#### SOURCE INFORMATION
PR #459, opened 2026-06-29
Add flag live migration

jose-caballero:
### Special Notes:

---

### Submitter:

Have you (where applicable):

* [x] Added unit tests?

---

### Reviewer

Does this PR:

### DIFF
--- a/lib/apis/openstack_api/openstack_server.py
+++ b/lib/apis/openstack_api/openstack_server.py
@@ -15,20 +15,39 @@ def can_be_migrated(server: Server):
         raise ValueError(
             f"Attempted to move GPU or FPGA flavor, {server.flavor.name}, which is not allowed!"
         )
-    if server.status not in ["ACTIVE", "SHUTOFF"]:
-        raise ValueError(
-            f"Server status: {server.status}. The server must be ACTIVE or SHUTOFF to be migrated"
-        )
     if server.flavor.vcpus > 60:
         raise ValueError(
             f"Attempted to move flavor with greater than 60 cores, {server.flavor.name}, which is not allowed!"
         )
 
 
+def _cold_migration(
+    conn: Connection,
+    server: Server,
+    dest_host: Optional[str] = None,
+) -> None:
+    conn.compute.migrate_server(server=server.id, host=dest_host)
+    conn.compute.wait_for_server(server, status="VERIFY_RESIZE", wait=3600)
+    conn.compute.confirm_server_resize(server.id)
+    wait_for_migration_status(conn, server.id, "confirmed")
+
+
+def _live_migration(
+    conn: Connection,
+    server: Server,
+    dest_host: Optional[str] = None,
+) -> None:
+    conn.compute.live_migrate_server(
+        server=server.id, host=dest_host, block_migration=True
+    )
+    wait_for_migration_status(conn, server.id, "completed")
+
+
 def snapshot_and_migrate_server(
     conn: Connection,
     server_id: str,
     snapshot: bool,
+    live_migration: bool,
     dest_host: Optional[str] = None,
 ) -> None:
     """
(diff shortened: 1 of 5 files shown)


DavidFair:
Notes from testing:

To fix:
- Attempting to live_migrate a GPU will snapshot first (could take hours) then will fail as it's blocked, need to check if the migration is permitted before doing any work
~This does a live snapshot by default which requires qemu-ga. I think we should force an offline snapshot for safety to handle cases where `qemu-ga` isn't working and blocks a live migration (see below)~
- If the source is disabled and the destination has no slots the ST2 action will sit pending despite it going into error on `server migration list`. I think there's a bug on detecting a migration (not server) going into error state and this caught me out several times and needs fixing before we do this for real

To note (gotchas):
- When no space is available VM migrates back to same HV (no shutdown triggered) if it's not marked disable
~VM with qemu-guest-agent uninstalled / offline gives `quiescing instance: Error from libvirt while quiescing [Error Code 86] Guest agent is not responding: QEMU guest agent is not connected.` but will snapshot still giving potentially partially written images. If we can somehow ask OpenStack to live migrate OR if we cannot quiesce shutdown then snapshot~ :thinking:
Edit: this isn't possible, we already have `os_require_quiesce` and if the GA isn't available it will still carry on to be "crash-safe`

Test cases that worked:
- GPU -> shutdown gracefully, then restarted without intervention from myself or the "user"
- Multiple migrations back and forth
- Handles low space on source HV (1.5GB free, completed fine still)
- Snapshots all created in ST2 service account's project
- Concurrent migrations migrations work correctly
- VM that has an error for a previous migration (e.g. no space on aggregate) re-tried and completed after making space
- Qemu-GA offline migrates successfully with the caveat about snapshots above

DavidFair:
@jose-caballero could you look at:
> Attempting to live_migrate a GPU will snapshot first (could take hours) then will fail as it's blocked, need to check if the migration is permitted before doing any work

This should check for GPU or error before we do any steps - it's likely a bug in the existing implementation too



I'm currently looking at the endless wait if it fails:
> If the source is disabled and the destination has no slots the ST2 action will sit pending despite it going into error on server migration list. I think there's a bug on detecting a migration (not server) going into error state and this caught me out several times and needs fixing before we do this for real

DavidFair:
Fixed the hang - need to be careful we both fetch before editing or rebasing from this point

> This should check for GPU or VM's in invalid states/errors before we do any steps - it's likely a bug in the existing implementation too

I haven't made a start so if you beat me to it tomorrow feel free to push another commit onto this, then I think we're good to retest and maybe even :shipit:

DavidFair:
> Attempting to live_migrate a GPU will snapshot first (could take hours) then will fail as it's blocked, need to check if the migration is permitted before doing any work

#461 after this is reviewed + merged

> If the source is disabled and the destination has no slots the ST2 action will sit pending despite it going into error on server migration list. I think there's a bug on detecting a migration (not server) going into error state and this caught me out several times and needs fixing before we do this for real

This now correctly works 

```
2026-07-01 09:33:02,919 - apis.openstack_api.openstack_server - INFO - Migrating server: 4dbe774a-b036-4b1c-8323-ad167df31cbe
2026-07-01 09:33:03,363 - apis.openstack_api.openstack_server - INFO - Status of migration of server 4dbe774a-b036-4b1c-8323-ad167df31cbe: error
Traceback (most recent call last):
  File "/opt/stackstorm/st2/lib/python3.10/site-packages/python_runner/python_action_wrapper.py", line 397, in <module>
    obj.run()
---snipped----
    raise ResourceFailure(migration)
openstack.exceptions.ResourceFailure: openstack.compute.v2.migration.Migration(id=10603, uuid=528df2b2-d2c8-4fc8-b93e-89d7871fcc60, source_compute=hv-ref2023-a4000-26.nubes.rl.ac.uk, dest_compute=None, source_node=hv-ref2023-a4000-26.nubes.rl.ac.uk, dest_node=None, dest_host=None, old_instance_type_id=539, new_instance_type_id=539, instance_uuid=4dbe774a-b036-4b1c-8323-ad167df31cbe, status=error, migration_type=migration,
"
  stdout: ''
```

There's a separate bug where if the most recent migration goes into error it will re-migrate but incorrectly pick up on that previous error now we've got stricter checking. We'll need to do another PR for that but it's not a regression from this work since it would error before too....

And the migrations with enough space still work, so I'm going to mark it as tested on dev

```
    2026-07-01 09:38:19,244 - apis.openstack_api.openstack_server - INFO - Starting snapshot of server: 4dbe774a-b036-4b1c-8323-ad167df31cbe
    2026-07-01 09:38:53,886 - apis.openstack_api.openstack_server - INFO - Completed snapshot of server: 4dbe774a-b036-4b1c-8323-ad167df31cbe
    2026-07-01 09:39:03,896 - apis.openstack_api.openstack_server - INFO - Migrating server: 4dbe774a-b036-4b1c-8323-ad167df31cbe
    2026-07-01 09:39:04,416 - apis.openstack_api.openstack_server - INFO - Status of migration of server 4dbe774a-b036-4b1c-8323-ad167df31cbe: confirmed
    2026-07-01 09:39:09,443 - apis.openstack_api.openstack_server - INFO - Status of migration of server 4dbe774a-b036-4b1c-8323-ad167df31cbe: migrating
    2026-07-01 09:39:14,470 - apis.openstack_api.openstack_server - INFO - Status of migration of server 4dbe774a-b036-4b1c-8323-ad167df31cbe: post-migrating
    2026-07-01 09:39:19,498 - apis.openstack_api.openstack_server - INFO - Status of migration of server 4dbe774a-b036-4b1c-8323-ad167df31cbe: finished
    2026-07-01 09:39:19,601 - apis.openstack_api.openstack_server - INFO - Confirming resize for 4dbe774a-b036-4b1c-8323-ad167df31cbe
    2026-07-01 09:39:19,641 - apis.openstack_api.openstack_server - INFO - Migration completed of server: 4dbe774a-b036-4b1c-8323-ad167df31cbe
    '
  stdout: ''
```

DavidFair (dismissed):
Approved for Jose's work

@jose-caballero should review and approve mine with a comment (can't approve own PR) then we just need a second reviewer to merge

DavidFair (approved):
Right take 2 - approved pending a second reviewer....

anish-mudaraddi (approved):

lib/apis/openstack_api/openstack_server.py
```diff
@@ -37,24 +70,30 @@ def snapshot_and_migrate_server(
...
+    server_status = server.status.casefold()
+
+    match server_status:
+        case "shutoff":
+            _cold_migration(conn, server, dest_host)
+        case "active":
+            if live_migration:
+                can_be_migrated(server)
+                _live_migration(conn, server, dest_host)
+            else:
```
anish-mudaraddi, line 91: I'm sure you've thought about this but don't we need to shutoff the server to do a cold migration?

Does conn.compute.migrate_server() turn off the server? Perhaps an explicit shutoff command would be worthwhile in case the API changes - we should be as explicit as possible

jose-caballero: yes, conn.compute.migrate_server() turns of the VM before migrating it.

==

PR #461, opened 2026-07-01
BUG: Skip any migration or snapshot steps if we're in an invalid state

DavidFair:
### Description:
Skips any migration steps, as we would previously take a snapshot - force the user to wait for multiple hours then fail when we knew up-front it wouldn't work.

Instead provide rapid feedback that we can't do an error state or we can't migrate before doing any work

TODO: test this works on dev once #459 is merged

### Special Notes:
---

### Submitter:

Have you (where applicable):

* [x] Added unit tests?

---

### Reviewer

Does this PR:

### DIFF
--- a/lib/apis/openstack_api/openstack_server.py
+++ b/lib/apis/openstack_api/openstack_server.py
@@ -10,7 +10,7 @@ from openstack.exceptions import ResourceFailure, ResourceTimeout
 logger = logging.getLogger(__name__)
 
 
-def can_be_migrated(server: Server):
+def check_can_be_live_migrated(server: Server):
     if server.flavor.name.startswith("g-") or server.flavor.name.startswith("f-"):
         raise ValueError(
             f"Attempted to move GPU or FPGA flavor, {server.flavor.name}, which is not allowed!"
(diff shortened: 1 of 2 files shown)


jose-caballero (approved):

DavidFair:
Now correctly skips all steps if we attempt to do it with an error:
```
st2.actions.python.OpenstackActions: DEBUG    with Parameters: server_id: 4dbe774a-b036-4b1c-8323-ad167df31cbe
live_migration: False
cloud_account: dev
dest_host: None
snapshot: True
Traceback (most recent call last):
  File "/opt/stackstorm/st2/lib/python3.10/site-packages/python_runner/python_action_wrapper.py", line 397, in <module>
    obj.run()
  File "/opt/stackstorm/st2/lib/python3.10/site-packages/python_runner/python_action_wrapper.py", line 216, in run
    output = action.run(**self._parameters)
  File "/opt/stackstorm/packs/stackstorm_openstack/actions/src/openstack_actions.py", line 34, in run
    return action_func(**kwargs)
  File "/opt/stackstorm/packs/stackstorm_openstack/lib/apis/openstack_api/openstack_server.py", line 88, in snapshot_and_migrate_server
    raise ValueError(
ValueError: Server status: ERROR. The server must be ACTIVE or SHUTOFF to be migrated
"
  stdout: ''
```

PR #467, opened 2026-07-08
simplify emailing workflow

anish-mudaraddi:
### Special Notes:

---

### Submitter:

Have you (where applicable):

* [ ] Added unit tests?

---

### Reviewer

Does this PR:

#### TASK TO CARRY OUT
Take from the listing above each line containing "cases".

#### OUTPUT FOR THIS EXERCISE
~This does a live snapshot by default which requires qemu-ga. I think we should force an offline snapshot for safety to handle cases where `qemu-ga` isn't working and blocks a live migration (see below)~
Test cases that worked:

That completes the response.